PR #54, opened 2019-01-25
Use tox for code checking

creffett:
Most of these changes are things like import order sorting or pep8 cleanups so that the tox tests actually pass. I went with the following pytest plugins:
* pytest-cov
* pytest-flake8
* pytest-isort
* pytest-pep257

If there are any you don't like in there, I'm fine with changing that list, it was just based on the plugins I've used on other projects. Reason we're using tox + pytest is to lay the ground work for actual unit testing and multi-python tests in the future.

### DIFF
--- a/.gitignore
+++ b/.gitignore
@@ -14,3 +14,8 @@ dist/
 *.egg-info/
 
 docs/_build
+
+# From tests
+.coverage
+.pytest_cache
+.tox
--- a/.gitignore
+++ b/.gitignore
@@ -19,3 +19,4 @@ docs/_build
 .coverage
 .pytest_cache
 .tox
+output-*/
--- a/.travis.yml
+++ b/.travis.yml
@@ -23,9 +23,6 @@ matrix:
     - python: 2.7
       env:
         - TOX_ENV=py27
-    - python: 3.5
-      env:
-        - TOX_ENV=py35
 
 jobs:
   include:
--- a/.travis.yml
+++ b/.travis.yml
@@ -3,6 +3,7 @@ sudo: required
 language: python
 python:
   - '2.7'
+
 cache:
   - apt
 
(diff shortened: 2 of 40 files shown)


tdenewiler:
I just did a quick look at the diff and nothing jumped out at me. All those changes to files look good. I'll review it more in depth soon. Looking at tox will take me a bit longer since I have not used it before. I'm excited to see a buildup to actual testing. Thanks!

creffett:
The general idea is that it spins up a virtualenv for each of several python versions (and I think it can also matrix with other versions, so you could do, say, several python version x several django versions for a webapp), and then runs tests and such for each of them. This way, we can test that Statick works with multiple Python versions in the future (and I should have a merge request for Python 3 compatibility pretty soon after this is merged)

tdenewiler:
I am having an issue with the cmake discovery plugin that affects the catkin-format tool plugin. I could likely make a more minimal example, but I am running against my [node_example](https://github.com/tdenewiler/node_example) package. I have that at `~/src/node_example/src/node_example`. For each of the master and tox branches I run the following:

    ./statick ~/src/node_example/src/node_example/ statick_output/ --user-paths ~/src/node_example/src/node_example/statick_config/ --force-tool-list=clang-format

The master branch is fine, but I get the following error on the tox branch:

```
Running clang-format tool plugin...
  File "./statick", line 34, in <module>
    main()
  File "./statick", line 24, in main
  File "/home/thomas/tmp/statick/statick_tool/statick.py", line 212, in run
    tool_issues = plugin.scan(package, level)
  File "/home/thomas/tmp/statick/statick_tool/plugins/tool/clang_format_tool_plugin.py", line 46, in scan
    flags = ["-header-filter=" + package["src_dir"] + "/.*", "-p",
KeyError: 'src_dir'
```

I grabbed the `statick_tool/plugins/discovery/cmake_discovery_plugin.py` file from master branch and copied that over the modified version in the tox branch. Running with that single reverted file in the tox branch I did not get any errors -- the output matched the output from running the master branch.

I have not looked into what the syntax changes in that file are doing yet. I'll try to investigate more later. If you have any ideas please let me know.

Everything else in this PR looks good to me so far. I'll run a couple more tests on my side to see if anything else pops up.

tdenewiler:
Note that I got the same clang-format errors when I ran without `--force-tool-list=clang-format`. It is just much faster to run with that flag.

creffett:
Got it, I'll have a look.

PR #62, opened 2019-01-29
Add initial unit tests

### LINKED ISSUE #10: Add unit tests
I'd say the highest priorities are adding tests for the various tools (so that we get a warning if their output format changes) and for the various file- and configuration-overlaying parts (making sure user directories correctly override default settings, testing profile inheritance, etc.). If that sounds good to you, I'll take a crack at it next month once I have the hours.

creffett:
Still a work in progress, not ready to merge, but this branch adds some basic unit tests. Fixes #10.


statick_tool/args.py
```diff
@@ -28,10 +28,10 @@ def __init__(self, name):
         self.parser = argparse.ArgumentParser(description=name)
         self.parser.add_argument("--user-paths", **user_path_args)
 
-    def get_user_paths(self):
+    def get_user_paths(self, args=None):
         """Get a list of user paths containing config or plugins."""
         user_paths = []
-        args = self.pre_parser.parse_known_args()[0]
+        args = self.pre_parser.parse_known_args(args)[0]
```
creffett: This is safe because the default signature of parse_known_args is (args=None, namespace=None), so if args is None, then the behavior is completely unchanged.

creffett:
The moment we've all been waiting for: unit testing!

Notes about this merge:
* All of the tox runs will have a warning about deprecated calls - those are in other libraries (e.g. isort) and I can't for the life of me figure out how to get rid of them
* Functionality changes to help testing:
  * Added catches for things like nonexistent 
  * Moved the shlex user flag parsing functionality to a common function in tool_plugin. Fixed an issue where if get_tool_config returned `None`, shlex would interpret that as "wait forever for command-line input," which made it hard to test certain cases and is probably not what we wanted anywya.
  * Added optionally passing an args object to get_args and get_user_paths (again, for testing, since we can't manipulate the command line of a test)
  * Have the cmake plugin set `package['cmake'] = False` if the package is not cmake, so that other plugins can rely on the value of package['cmake'] instead of checking `if 'cmake' in package.keys()`
  * Removed executable checking from the python discovery plugin - there's no guarantee that a python file has the executable bit set so there's no value in the check
  * Add universal_newlines to all of the subprocess calls - without it, Python 3 gets hung up on the plugin output type (something like bytes vs str)

tdenewiler:
This is fantastic.

I don't see any issues when I look through the diff. There are two things that I'm not sure about yet.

### REQUIRED ACTION
Go through the data and show every line where "soon" occurs.

### RESULT
I just did a quick look at the diff and nothing jumped out at me. All those changes to files look good. I'll review it more in depth soon. Looking at tox will take me a bit longer since I have not used it before. I'm excited to see a buildup to actual testing. Thanks!
The general idea is that it spins up a virtualenv for each of several python versions (and I think it can also matrix with other versions, so you could do, say, several python version x several django versions for a webapp), and then runs tests and such for each of them. This way, we can test that Statick works with multiple Python versions in the future (and I should have a merge request for Python 3 compatibility pretty soon after this is merged)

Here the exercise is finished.